====== DATA UNDER STUDY

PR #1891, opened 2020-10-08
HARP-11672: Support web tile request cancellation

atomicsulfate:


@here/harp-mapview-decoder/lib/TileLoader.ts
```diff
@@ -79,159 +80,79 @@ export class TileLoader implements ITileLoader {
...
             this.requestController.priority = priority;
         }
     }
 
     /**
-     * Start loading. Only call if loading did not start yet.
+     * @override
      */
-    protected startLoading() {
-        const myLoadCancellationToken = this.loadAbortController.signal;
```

============
====== DATA UNDER STUDY

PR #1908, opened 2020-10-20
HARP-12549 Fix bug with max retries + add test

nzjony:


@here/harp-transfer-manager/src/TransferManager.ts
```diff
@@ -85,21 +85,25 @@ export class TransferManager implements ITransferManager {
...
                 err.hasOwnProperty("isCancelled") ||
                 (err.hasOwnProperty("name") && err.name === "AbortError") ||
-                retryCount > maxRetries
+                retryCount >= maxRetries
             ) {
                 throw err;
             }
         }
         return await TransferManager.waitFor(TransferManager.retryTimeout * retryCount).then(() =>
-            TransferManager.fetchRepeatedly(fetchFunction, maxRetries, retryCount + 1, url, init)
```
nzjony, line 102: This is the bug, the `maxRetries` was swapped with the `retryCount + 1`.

============
====== DATA UNDER STUDY

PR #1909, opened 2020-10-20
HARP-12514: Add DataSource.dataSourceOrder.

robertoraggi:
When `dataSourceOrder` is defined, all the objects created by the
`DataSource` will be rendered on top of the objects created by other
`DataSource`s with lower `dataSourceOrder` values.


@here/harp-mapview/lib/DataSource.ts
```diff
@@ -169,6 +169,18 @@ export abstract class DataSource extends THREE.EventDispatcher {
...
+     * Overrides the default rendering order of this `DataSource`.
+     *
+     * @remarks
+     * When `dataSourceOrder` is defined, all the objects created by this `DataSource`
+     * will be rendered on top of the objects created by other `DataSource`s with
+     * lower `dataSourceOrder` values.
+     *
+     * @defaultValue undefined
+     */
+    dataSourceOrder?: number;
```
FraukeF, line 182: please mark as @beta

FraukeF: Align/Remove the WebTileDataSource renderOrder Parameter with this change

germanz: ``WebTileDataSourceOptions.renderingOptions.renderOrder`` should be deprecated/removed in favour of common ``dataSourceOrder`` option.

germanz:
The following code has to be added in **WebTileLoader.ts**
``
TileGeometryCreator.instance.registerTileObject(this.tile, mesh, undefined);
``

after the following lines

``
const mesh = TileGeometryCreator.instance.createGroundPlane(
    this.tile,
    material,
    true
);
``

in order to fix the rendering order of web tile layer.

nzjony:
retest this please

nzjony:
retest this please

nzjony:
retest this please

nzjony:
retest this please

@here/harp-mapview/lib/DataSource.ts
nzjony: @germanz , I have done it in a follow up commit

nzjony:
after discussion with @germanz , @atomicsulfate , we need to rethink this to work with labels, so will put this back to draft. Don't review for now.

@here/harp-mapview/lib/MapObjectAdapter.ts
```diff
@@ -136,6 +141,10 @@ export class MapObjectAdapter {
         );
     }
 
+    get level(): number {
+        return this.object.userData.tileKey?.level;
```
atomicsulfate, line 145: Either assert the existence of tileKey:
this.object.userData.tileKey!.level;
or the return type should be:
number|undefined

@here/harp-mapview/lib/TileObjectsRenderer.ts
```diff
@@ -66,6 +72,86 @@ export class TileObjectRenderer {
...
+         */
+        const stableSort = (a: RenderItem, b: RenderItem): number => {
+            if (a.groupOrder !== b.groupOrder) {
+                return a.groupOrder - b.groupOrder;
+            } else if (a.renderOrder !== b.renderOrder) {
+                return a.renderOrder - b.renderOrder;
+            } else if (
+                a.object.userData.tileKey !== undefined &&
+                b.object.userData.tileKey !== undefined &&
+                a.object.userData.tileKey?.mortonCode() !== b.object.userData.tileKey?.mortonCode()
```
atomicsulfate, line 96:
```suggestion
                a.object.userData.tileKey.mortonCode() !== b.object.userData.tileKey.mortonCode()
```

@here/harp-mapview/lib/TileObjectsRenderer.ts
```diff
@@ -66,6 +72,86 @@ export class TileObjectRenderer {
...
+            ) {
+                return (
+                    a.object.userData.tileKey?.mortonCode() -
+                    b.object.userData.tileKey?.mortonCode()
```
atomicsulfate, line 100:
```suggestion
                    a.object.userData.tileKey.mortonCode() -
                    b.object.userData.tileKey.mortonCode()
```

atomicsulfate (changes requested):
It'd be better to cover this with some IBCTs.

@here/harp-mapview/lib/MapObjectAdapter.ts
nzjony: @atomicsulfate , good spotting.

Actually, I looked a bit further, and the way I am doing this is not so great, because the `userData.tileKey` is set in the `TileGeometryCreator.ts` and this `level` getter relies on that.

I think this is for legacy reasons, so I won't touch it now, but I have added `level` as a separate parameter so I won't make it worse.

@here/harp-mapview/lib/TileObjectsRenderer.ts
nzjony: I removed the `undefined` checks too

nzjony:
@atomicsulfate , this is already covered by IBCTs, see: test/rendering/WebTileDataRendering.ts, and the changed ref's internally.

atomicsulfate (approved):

============

■ WHAT YOU WILL DO: Copy out each line of the data where the string "opened" appears.

■ EXERCISE RESULT:
PR #1891, opened 2020-10-08
PR #1908, opened 2020-10-20
PR #1909, opened 2020-10-20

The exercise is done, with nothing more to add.